By the time he was in custody, Alissa had been struck by a bullet that passed through his leg, the affidavit said. He had removed most of his clothing and was dressed only in shorts. Inside the store, he left the gun, a tactical vest, a semiautomatic handgun and his bloodied clothing, the affidavit said.

After the shooting, detectives went to Alissa’s home and found his sister-in-law, who told them that he had been playing around with a weapon she thought looked like a “machine gun” about two days earlier, the document said.

A tapestry and a pillow blocked a narrow window next to the front door at the Arvada home believed to be owned by the suspect’s father. No one answered the door after several knocks, but young children occasionally pulled the pillow aside and peered out of the window. The two-story home with a three-car garage sits in a relatively new middle- and upper-class neighborhood.

Boulder Police Chief Maris Herold identified the slain officer as Eric Talley, 51, who had been with the force since 2010. He was the first to arrive after responding to a call about shots fired and someone carrying a gun, she said.

Homer Talley, 74, described his son as a devoted father who “knew the Lord.” He had seven children, ages 7 to 20.

“We know where he is,” his father told The Associated Press from his ranch in central Texas. “He loved his family more than anything. He wasn’t afraid of dying. He was afraid of putting them through it.”

The other dead ranged in age from 20 to 65. They were identified as Denny Stong, 20; Neven Stanisic, 23; Rikki Olds, 25; Tralona Bartkowiak, 49; Suzanne Fountain, 59; Teri Leiker, 51; Kevin Mahoney, 61; Lynn Murray, 62; and Jodi Waters, 65.

Leiker, Olds and Stong worked at the supermarket, former co-worker Jordan Sailas said.

Olds’ grandmother choked up on the phone as she described the young woman she played a large role in raising.

“She was just a very kind and loving, bubbly person who lit up the room when she walked in,” said Jeanette Olds, 71, of Lafayette, Colo.

The attack in Boulder stunned a state that has seen several mass shootings, including the 1999 Columbine High School massacre and the 2012 Aurora movie theater shooting.
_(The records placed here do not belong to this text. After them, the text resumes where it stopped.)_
PR #2206, opened 2022-10-19
[WNMGDS-1950] Contribute to a CSS delinting branch

pwolfert:
## Summary

https://jira.cms.gov/browse/WNMGDS-1950

This is to merge some more work into Forrest's delinting branch that resolves errors back to the baseline we have on `main`.

## How to test

`yarn lint:stylelint`

## Checklist

### DIFF
--- a/.stylelintrc.js
+++ b/.stylelintrc.js
@@ -20,7 +20,6 @@ module.exports = {
     // Turning this off in favor of 'at-rule-allowed-list'
     'at-rule-no-unknown': null,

Monday’s attack was the seventh mass killing this year in the U.S., following the March 16 shooting that left eight people dead at three Atlanta-area massage businesses, according to a database compiled by The Associated Press, USA Today and Northeastern University.

It follows a lull in mass killings during the coronavirus pandemic in 2020, which had the smallest number of such attacks in eight years, according to the database, which tracks mass killings defined as four or more dead, not including the shooter.